I’m ashamed to admit it, but this was just too much for me. I slumped to the family room floor and just let the knife go in as far as it would go. I just stared at the floor and wallowed in the pain and let the tears start to fall while Kathryn stared at me. Why did this seem so impossibly hard to accept? Why did I feel like I would never get up from that floor again – like all I wanted to do was draw all of my “broken” little ones to my heart and rock them and sing to them and put Band-Aids on all of their hurts and tell them that in a few days the hurts would all be gone. I don’t know why, but that is what I wanted. Suddenly, it was all just too big and too hard.
I did manage, with Scott’s help, to get Kathryn’s old tennis shoes on her, and with her hair in a little bun and ringlets at her neck and temples, and with her lacy pink dress, she still looked beautiful - like the miracle child she is. We went to church, and she walked in wearing her tennis shoes. But it hurt. It hurt a lot, and the pain stayed close to me all day.
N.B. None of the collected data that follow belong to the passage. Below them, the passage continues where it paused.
PR #18, opened 2021-07-09
Turn on cpp test to bypass abseil-py's build error

cynthiajoan:


a-maurice:
I don't think that this is a great solution, because it'll mean building a ton of tests that we don't actually want.

cynthiajoan:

I believe that other parents of special needs children must also have days like this. This is quite a journey we have embarked on, and not one to take lightly. And some days we just have to cry and remind ourselves that we aren’t strong enough to see this through. That we aren’t wise enough to guide our children through the tumultuous and painful paths that their lives will follow. On those days, we have to let God lift our chins so that we can look into His eyes and confess that we don’t understand. And we have to rest on His chest, knowing that He cries with us and has promised never to leave us to do this without Him.
It was just one of those days, and at the end of it, I had to go to sleep and pray for a brighter day tomorrow. I had to choose to focus on that incredibly deep dimple in Kathryn’s left cheek, and Colin’s amazing memory and beautiful singing voice, Caelyn’s twinkle that survives surgery after surgery, Madlin’s desire to overcome her challenges, Erin’s gentle servant’s heart – and Scott, the soul mate that God has chosen for me to travel alongside on this road of life. When I awake each morning, my children’s (and my own) brokenness will still be there, staring me in the face. But God will also be there, faithfully guiding me – and when I can’t stand on my feet, carrying me. This is a blessed life, and we will all arrive Home someday with the scars to prove it.